# Cinnamon Style Liquids



## Yiannaki (24/8/14)

I never thought that I would ever really enjoy a cinnamon flavoured liquid, but about a month ago I bought some Grandmas Cinnamon Danish from Nicoticket and absolutely LOVED it!

It became an ADV for me and I just still couldn't get enough of it  Then, it finished and I was sad. lol

I thought we could maybe get a thread going for anyone to recommend any other cinnamon style vapes or share their views on ones they've tried.

I see that HHV has quite a few cinnamon options, im really tempted to order some Cin City.

Reactions: Like 2


----------



## Sir Vape (24/8/14)

Cin City has to be so far my all time fav vape. I've had GCD but Cin City is just slightly better

Reactions: Like 1


----------



## Yiannaki (24/8/14)

@Sir Vape Thanks for letting me know man! I need to get some Cin City ASAP 

Is it very similar to GCD or quite different in taste?


----------



## Sir Vape (24/8/14)

Very similar hey. I love both but Heather's takes it up a notch by a smidgen. Just my opinion.

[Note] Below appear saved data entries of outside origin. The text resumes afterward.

PR #1033, opened 2024-01-09
MRD-2238 - edit names

robinandrewdevilliers:


server/textStrings/en.ts
```diff
@@ -14,6 +14,7 @@ export const strings: Record<string, Record<string, string>> = {
     missingSpoNoRecallRationale: 'You must explain your decision',
     missingLastName: 'Enter a last name',
     missingFirstName: 'Enter a first name',
+    missingFirstNames: 'Enter a first name(s)',
```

You wont be sorry  ORDER BOTH ha ha

Reactions: Like 1


----------



## Gazzacpt (24/8/14)

Good life vapor - deadly sin

Reactions: Like 1 | Thanks 1


----------



## Marzuq (25/8/14)

Yiannaki said:


> I never thought that I would ever really enjoy a cinnamon flavoured liquid, but about a month ago I bought some Grandmas Cinnamon Danish from Nicoticket and absolutely LOVED it!
> 
> It became an ADV for me and I just still couldn't get enough of it  Then, it finished and I was sad. lol
> 
> ...


 

fuzion - hell frozen over. by far the best cinnamon out there

Reactions: Like 2


----------



## TylerD (25/8/14)

Vape Oranda - Wirling Dervish

Reactions: Like 1


----------



## Yiannaki (25/8/14)

TylerD said:


> Vape Oranda - Wirling Dervish


 
Tried some off @thekeeperza that day at Fournos, but wasn't too sure how i felt about it. Maybe i should grab a bottle and give it a proper go!


----------



## TylerD (25/8/14)

Yiannaki said:


> Tried some off @thekeeperza that day at Fournos, but wasn't too sure how i felt about it. Maybe i should grab a bottle and give it a proper go!


Never judge The Derv on the first toot. It changes into something amazing. You will start to chew while you vape.

Reactions: Like 1 | Agree 2 | Funny 1


----------



## MarkK (25/8/14)

I have not touched my dervish for 2 or 3 weeks now  waiting for some silica to give her a proper go !


----------



## Marzuq (25/8/14)

if anyone knows where i can get my hands on some FUZION - HELL FROZEN OVER 6MG please let me know...


----------



## thekeeperza (25/8/14)

Yiannaki said:


> Tried some off @thekeeperza that day at Fournos, but wasn't too sure how i felt about it. Maybe i should grab a bottle and give it a proper go!


If you don't like it @TylerD or myself will gladly take it

Reactions: Agree 1


----------



## Sir Vape (28/8/14)

Cinnamon vape - S Bunny's Derailed. Frikkkkkeeeennnn NOM!!! (and I have the flu)

Reactions: Like 1


----------



## Yiannaki (28/8/14)

Sir Vape said:


> Cinnamon vape - S Bunny's Derailed. Frikkkkkeeeennnn NOM!!! (and I have the flu)


Ooooh  

Thanks for sharing! Will look out for some at the vape meet  need something to keep me busy till my GCD and Cin City arrive!

Reactions: Like 1


----------



## Raslin (2/9/14)

Red hot cinnamon from heavenly vapors, just like the sweets has become my favourite.

Reactions: Like 1


----------